NCIS co-director and professor Christoph Lutz has been awarded NOK 12 million from the Research Council of Norway through the prestigious FRIPRO scheme. The funding goes to his new project DISTINCT, short for Digital Status and Its Social and Technological Construction.
Christoph Lutz is a leading researcher in Europe on digital inequality and privacy. DISTINCT builds directly on this body of work, scaling it up to a new level:
"This research is timely as we see algorithmic systems taking an increasingly central role in governing social values. By analyzing the mechanisms behind digital status, we aim to provide the empirical evidence needed to ensure that digital transformation does not come at the cost of social fairness. Our goal is to offer actionable insights for different stakeholders, including policymakers, platform developers and fellow academics,” says Lutz.

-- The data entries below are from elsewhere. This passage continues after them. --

PR #207, opened 2026-07-07
Refactor server to elastic pool of workers

guillesd:
This PR removes the default pool of 128 worker threads on the server side and replaces it with an elastic pool. Amongst other things, removing this limit allows us to remove the cap on cached connections and avoid deadlocks when the number of concurrent connections reaches 128. Reusing sockets does improve transactional workloads in localhost up to 1.2x so I'm guessing in WAN this will be considerable.

This is a simpler alternative/straight forward fix that avoids re-engineering the server into a fool event loop driven machine.

PS: Don't mind the name of the branch, I was experimenting with event loops and ergo it's called like that but there's no event loop!

### DIFF
--- a/src/quack_client.cpp
+++ b/src/quack_client.cpp
@@ -1,7 +1,6 @@
 #include "duckdb/main/database.hpp"
 #include "duckdb/main/extension_helper.hpp"
 #include "duckdb/main/secret/secret_manager.hpp"
-#include "duckdb/parallel/task_scheduler.hpp"
 
 #include "quack_client.hpp"
 #include "quack_uri.hpp"
@@ -90,7 +89,7 @@ string HttpsQuackClient::PostRawLocked(const_data_ptr_t data, idx_t size) {
 	PostRequestInfo post_request(request_url, headers, *http_params, data, size);
 	unique_ptr<HTTPResponse> response;
 	try {
-		response = http_util.Request(post_request);
+		response = http_util.Request(post_request, http_client);
 	} catch (std::exception &ex) {
 		ErrorData error(ex);
 		throw IOException("Failed to send message: %s", error.Message());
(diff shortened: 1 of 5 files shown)


src/quack_client.cpp
```diff
@@ -235,12 +228,6 @@ unique_ptr<QuackClientWrapper> QuackClientConnection::GetClient(ClientContext &c
 
 void QuackClientConnection::StoreClient(unique_ptr<QuackClient> client_p) const {
 	lock_guard<mutex> guard(lock);
-	if (cached_clients.size() >= max_connections_cached) {
-		// already exceeded max cache size
-		return;
-	}
-	// A pooled client has no owning query; drop the stamp so later teardown doesn't log under it.
-	client_p->SetRequestLogger(nullptr);
 	cached_clients.push_back(std::move(client_p));
```
lnkuiper, line 248: This makes the client cache unbounded while each cached `HttpsQuackClient` now keeps a persistent HTTP socket. The insert path checks out a client before `ManagedAsyncTaskQueue::Register`/backpressure, so pending `SEND_DATA` tasks can own many more clients than the active async-thread count. Once those tasks complete, this line retains all of them as idle keep-alive sockets, letting one logical Quack connection consume the server’s `quack_server_max_connections` budget and causing later sends/finalize/attaches to be shed. Can we keep a bounded cache, or move client checkout into the async task so retained sockets are bounded by actual active send concurrency?

lnkuiper (commented):
Great idea! Almost ready to go, just one concern from Codex (also, there's a merge conflict now):

src/quack_client.cpp
guillesd: I re-added the bounded cache!

guillesd:
Should be good now @lnkuiper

The project investigates how digital status is created, how it is shaped by algorithms and platform design, and what consequences it has for inequality in society. A key focus will be generative on AI: do these systems reproduce existing social biases when they evaluate people's digital standing, or do they create entirely new ones?
The project runs from late summer 2026 to late summer 2030 and brings together an international team from BI, the University of Zurich, Leiden University, the University of Lausanne, Leipzig University, and HEC Paris.
We congratulate Christoph on this achievement and look forward to seeing where DISTINCT takes us.
Facts
- More information about FRIPRO
- The funding comes through FRIPRO, the Research Council of Norway's flagship scheme for curiosity-driven, investigator-initiated research. FRIPRO grants are awarded through a highly competitive process and are reserved for projects of the highest international quality. An overview of the other funded research projects can be found in the official press release.